Большие глотки мерно пульсируют на ее удлинившейся шее. Можно вставить в реестрик… Впрочем, что же тут непристойного? Но волнует невероятно!
– Нюх, а видала кого еще?– Сема выхлебал залпом и теперь благодарно кладет свою голову ей на колени.
– Три раза Тамару и еще два раза…
– Нюха! Ну? Не томи!
– Бр-р-р!
– Ну же?
– Себя! Ой, мужики, красивая я баба! А только удовольствие, скажу я вам, все равно ниже среднего!
– Разговаривали?
– Геш, мне с Семой посекретничать надо. Может, пообщаешься с нами в соседнем вагоне?
– А я и не знал, что вы знакомы, всегда все самым последним узнаю,– ворчит Семен, но головы с ее колен не снимает.
– Женихаемся!– Аня смотрит на меня, словно я – горстка риса, предназначенная для телекинетических манипуляций.
– Анечка! Но мы могли бы вместе искать отсюда выход.
– Да-да-да! Поищи с нами вместе. Там нас много. Ну иди же!
Надо придумать фразу для не слишком жалкого ухода…
– Только учти! Вы оба учтите, что это – моя глава!– и удаляюсь.

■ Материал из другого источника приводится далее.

PR #468, opened 2026-04-17
Add old properties to move and replace commands

joswarmer:
Added properties to both the spec document and the SJON schema for the Move/MoveAndReplace commands.
I did ***not*** do a complete check for all commands to become similar to their events.

### DIFF
--- a/delta/errors.adoc
+++ b/delta/errors.adoc
@@ -54,7 +54,8 @@ Client provided a node with a parent, but the parent node does not exist.
 
 [[err-parentMismatch]]
 ==== The given parent of a node is not its parent 
-Client provided an existing node with a parent, but the parent does not have the node as a child (annotation or containment).
+Client provided an existing node N with a parent id in its parent property, but the node with this parent-id
+does not have the existing node N as a child (annotation or containment).
 
 .Technical name
 `parentMismatch`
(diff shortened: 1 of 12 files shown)


enikao:
Do we need to add some error results regarding inconsistent parameters on some of the messages?

joswarmer:
> Do we need to add some error results regarding inconsistent parameters on some of the messages?

Good point, I'll check them.
Done!  Quite a lot of additional errors.

delta/errors.adoc
```diff
@@ -45,6 +45,19 @@ Client provided an entry (either a node or a target/resolveInfo) and an index, b
...
+[[err-unknownParentNode]]
+==== The parent of a node does not exist 
+Client provided a node with a parent, but the parent node does not exist.
+
+.Technical name
+`unknownParentNode`
+
+[[err-parentMismatch]]
+==== The given parent of a node is not its parent 
+Client provided an existing node with a parent, but the parent does not have the node as a child (annotation or containment).
```
dslmeinte: This one’s a bit vague, IMHO. Something like: “Client provided an existing node with a declared parent, but that declared parent does not have the provided existing node as a child.”?

dslmeinte (approved):
But with 1 remark/question.

delta/errors.adoc
joswarmer: Right!. I'll clarify this better.

joswarmer: Client provided an existing node N with a parent id in its parent property, but the node with this parent-id
does not have the existing node N as a child (annotation or containment).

Теперь на цыпочках. Теперь замираю. У Анюши нет мочи терпеть:
– Сем, его здесь нигде нет! Его нет здесь нигде! Потому что он там, он по ту сторону листа!
– Не… Ты че?
– Я когда себя в тамбуре увидела, я сразу его стеночку расписную в Норильске вспомнила… Много нас, и мы все для него на одно лицо!
– Да ты для него, Нюха, ты для него!..
– Не надоело? Ты думаешь, Гешенька здесь случайно? Гениашенька мой! Звонит мне недавно Севка, а я никак не пойму, в чем дело! «Детство мое,– говорит,– прошло от обеих столиц вдали, потому что мама последовала за отцом, лишь только представилась ей эта возможность. Каково же было изумление наше (Анна-Филиппика, каково!), когда дверь его одинокой, как нам казалось, сторожки распахнула широкомордая тетка с орущим младенцем на распаренных руках?» Это он Гешкин сборник у меня спер. И уж как отвел душу! А теперь бедный Гешенька бродит по вагонам и всех уверяет, что это – его глава.
– Нюх, скучный он. Ну его.
– Он нормальный! Он такого бы не написал! Он до глюков не допивается!
– Нюх, ты что? Ты не знаешь, как Всевочка нас с тобой любит?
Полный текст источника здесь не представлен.